There’s a reason birth rates are declining globally, and it’s not just about money or career ambition. According to data from the World Bank and various demographic studies, fertility rates have dropped significantly in developed and developing countries alike. In the United States, for example, the fertility rate has fallen below the replacement level of 2.1 births per woman, sitting closer to 1.6 in recent years. Similar trends are happening across Europe, parts of Asia, and even the Caribbean.
People love to blame women for this. They say women are too independent, too focused on careers, too unwilling to “settle down”. But what’s often left out of that conversation is the quality of partnership being offered.
Because the question isn’t simply: Why aren’t women having more children? It is: Who are they supposed to be having them with?
If the average experience is dealing with men who lack consistency, emotional intelligence, accountability, and long-term thinking, then opting out starts to make sense. It’s not about hating men, it’s about refusing to sign up for a lifetime of imbalance.
I’ve seen what happens when women ignore these red flags. It doesn’t magically get better after a baby is born. If anything, it gets worse. The same man who couldn’t show up for you in a relationship often won’t suddenly transform into a present, responsible father. You end up doing the majority of the childcare, the scheduling, the worrying, the sacrificing, while he “helps” occasionally and expects praise for it.
And that word — “help” — is part of the problem. Parenting isn’t something a man should “help” with. It’s something he should be fully responsible for as well. But low-effort men don’t think this way. They participate when it’s convenient and disappear when it’s not.
So when I say I’m not having a baby for a low-effort man — it’s not bitterness, it’s logic. Why would I willingly tie myself, legally and emotionally, to someone who has already shown me they struggle with basic consistency? Why would I take on the physical and mental demands of pregnancy and motherhood while also compensating for someone else’s lack of effort? That’s not a partnership, that’s a burden. And more women are starting to see it this way.
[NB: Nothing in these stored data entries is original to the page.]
PR #915, opened 2023-11-14
Create python wheel

hurricanehrndz:
Make it possible to produce a python wheel form this project.

Benefits:
* improved installation experience on non Darwin platforms
    ```sh
    pip install git+https://github.com/autopkg/autopkg.git@dev
    ```
* adheres more closely to PEP-338
* improved developer experience for testing:
   ```sh
   python -mvenv venv
   source venv/bin/activate
   pip install -r gh_actions_requirements.txt
   python -m build
   pip install --force dist/*.whl
   rehash
   autopkg version
   ```

Known deficiencies:
* version number in pyproject.toml is hardcoded
* wheel more than likely will not be accepted into python.org pypi server due to packages in this repo all being top-level

### DIFF
--- a/Code/tests/test_expand_repo.py
+++ b/Code/tests/test_expand_repo.py
@@ -12,13 +12,9 @@
 # See the License for the specific language governing permissions and
 # limitations under the License.
 
-import imp
-import os
 import unittest
 
-autopkg = imp.load_source(
-    "autopkg", os.path.join(os.path.dirname(__file__), "..", "autopkg")
-)
+from autopkgcli import autopkg
 
 
 class TestExpandRepo(unittest.TestCase):
--- a/pyproject.toml
+++ b/pyproject.toml
@@ -1,0 +1,29 @@
+[build-system]
+requires = ["setuptools", "setuptools-scm"]
+build-backend = "setuptools.build_meta"
+
+[project]
+name = "autopkg"
+authors = []
+version = "2.7.3"
+description = "AutoPkg is an automation framework for macOS software packaging and distribution"
+readme = "Readme.md"
+requires-python = ">=3.10"
+license = {text = "BSD-3-Clause"}
+classifiers = [
+    "Topic :: System :: Software Distribution",
+]
+dynamic = [ "dependencies" ]
+
+[project.scripts]
+autopkg = "autopkgcli.autopkg:main"
+
+[tool.setuptools.dynamic]
+dependencies = {file = ["gh_actions_requirements.txt"]}
+
+
+[tool.setuptools.packages.find]
+where = ["Code"]
+include = ["autopkg*", "nuget*"]
+exclude = [".tests*"]
+namespaces = false
--- a/.gitignore
+++ b/.gitignore
@@ -12,3 +12,166 @@ autopkg.code-workspace
 # don't track package builds
 Scripts/artifacts/*
 Scripts/pkg-scripts/*
+
+### Python
+# Byte-compiled / optimized / DLL files
+__pycache__/
+*.py[cod]
+*$py.class
+
+# C extensions
+*.so
+
+# Distribution / packaging
+.Python
+build/
+develop-eggs/
+dist/
+downloads/
+eggs/
+.eggs/
+lib/
+lib64/
+parts/
+sdist/
+var/
+wheels/
+share/python-wheels/
+*.egg-info/
+.installed.cfg
+*.egg
+MANIFEST
+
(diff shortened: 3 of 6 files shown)


pyproject.toml
```diff
@@ -0,0 +1,29 @@
+[build-system]
+requires = ["setuptools", "setuptools-scm"]
+build-backend = "setuptools.build_meta"
+
+[project]
+name = "autopkg"
+authors = []
+version = "2.7.3"
```
jgstew, line 8: can this be sourced from another file? I know it is technically possible, but would be nice if the version was single sourced.

pyproject.toml
```diff
@@ -0,0 +1,29 @@
...
+classifiers = [
+    "Topic :: System :: Software Distribution",
+]
+dynamic = [ "dependencies" ]
+
+[project.scripts]
+autopkg = "autopkgcli.autopkg:main"
+
+[tool.setuptools.dynamic]
+dependencies = {file = ["gh_actions_requirements.txt"]}
```
jgstew, line 22: I agree with this, the other dependency files have too much stuff in them.

jgstew:
The biggest change this incurs is moving the main code from `autopkg` to `autopkgcli/autopkg.py` which is required to make this work best, but also a potentially breaking change that I don't personally know how to test sufficiently on MacOS since that isn't my area.

Code/tests/test_expand_repo.py
```diff
@@ -12,13 +12,9 @@
...
 # limitations under the License.
 
-import imp
-import os
 import unittest
 
-autopkg = imp.load_source(
-    "autopkg", os.path.join(os.path.dirname(__file__), "..", "autopkg")
-)
+from autopkgcli import autopkg
```
jgstew, line 17: Same issue: I think this will have an issue if you are trying to dev/test autopkg source, then this will actually load autopkg from the pip installed version, not from the source version you are currently testing as a cloned repo.

I think this should only be a problem if you have previously pip installed autopkg? or maybe it only works if you have pip installed autopkg and won't work otherwise? I don't remember exactly.

jgstew:
@nmcspadden  I think you have to approve this PR to run the github action automated tests.

pyproject.toml
hurricanehrndz: Version is in plist which is incompatible with setuptools

pyproject.toml
hurricanehrndz: There is a lot in the current requirements that could be qualified as dev tools and not actually needed for the running of app. This should be trimmed.

Code/tests/test_expand_repo.py
hurricanehrndz: Not if you start using env python as your dev python

hurricanehrndz: If this get merged, additional PRs will obviously need to be done to update docs on install and dev environment setup.

pyproject.toml
jgstew: where is the plist that contains the version? I was looking for it.

Code/tests/test_expand_repo.py
jgstew: well I don't think using this method is required especially for the default use case on MacOS in which case the PKG would still be preferred.

jgstew:
The unit test failed due to:

github.GithubException.RateLimitExceededException: 403 {"message": "API rate limit exceeded for 13.105.49.65. (But here's the good news: Authenticated requests get a higher rate limit. Check out the documentation for more details.)"

it seems like the github token isn't being read from the default location if no default location is specified, which then causes this issue. This is due to a different bug.

jgstew:
I do think the fact that this change moves the core autopkg code from one file to another is a pretty significant change, and one that might not make sense at the moment with the potential impact it could have.

I think this would be an impediment to getting autopkg 3.x out the door as the main release version, which I think is higher priority than the potential problems this change could introduce at the moment.

I do like this concept in general though and do think it is worth future consideration.

pyproject.toml
jgstew: I do agree, it makes sense to make a distinction between requirements for run/build vs requirements for dev/test/validation. I do think there is too much stuff in some of the requirements files for the sake of doing the basics in a github action or just running recipes on a build server.

I think the reason for the additional items in the requirements is because the requirements were traditionally only ever used by people doing dev work, while the production way to use autopkg was to install the PKG file on MacOS.

PR #926, opened 2024-01-25
Dev new recipe logic

nmcspadden:


Code/autopkglib/recipes/__init__.py
```diff
@@ -0,0 +1,762 @@
...
+import pathlib
+import plistlib
+import pprint
+import sys
+from dataclasses import dataclass, field
+from typing import Any, Dict, List, Optional
+
+import yaml
+
+sys.path.append("/Users/nmcspadden/Documents/GitHub/autopkg/Code")
```
gregneagle, line 29: Whatever this was a quick-and-dirty workaround for; you should remove it now.

Code/autopkglib/recipes/__init__.py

There’s a shift happening, whether people want to admit it or not. Women are becoming more selective, more observant, and less willing to tolerate mediocrity disguised as normal behaviour. They’re asking harder questions earlier. They’re walking away faster. They’re choosing peace over potential.
And, yes, that directly impacts birth rates, because having a child is no longer seen as something you just do because it’s expected. It’s a deliberate choice, and for many, that choice now comes with a higher standard for who they’re willing to build a life with.
If that standard isn’t met, the answer isn’t to lower it. The answer is to opt out. This might sound harsh, but it’s honest. The truth is low-effort men aren’t just affecting relationships. They’re affecting long-term societal patterns. When a significant number of women decide that the available options don’t meet the standard required for something as serious as parenthood, they don’t compromise, they withdraw. And, honestly, can you blame them?
At the core of all this is a very simple idea: Effort reflects value.
If a man can’t show up properly in the early stages — when things are easy, when there’s no real pressure, when all he has to do is communicate and be consistent — then what exactly is he going to do when things get hard?
This is the part no one wants to answer. So, no, I’m not having a baby for a man who can’t even maintain basic effort — not out of spite, but out of self-respect; not because I don’t believe in family, but because I do, and I understand what it actually requires. And if that contributes, even in a small way, to declining birth rates, then so be it.
The real issue isn’t that women are choosing less, it’s that they’re finally refusing to settle for less.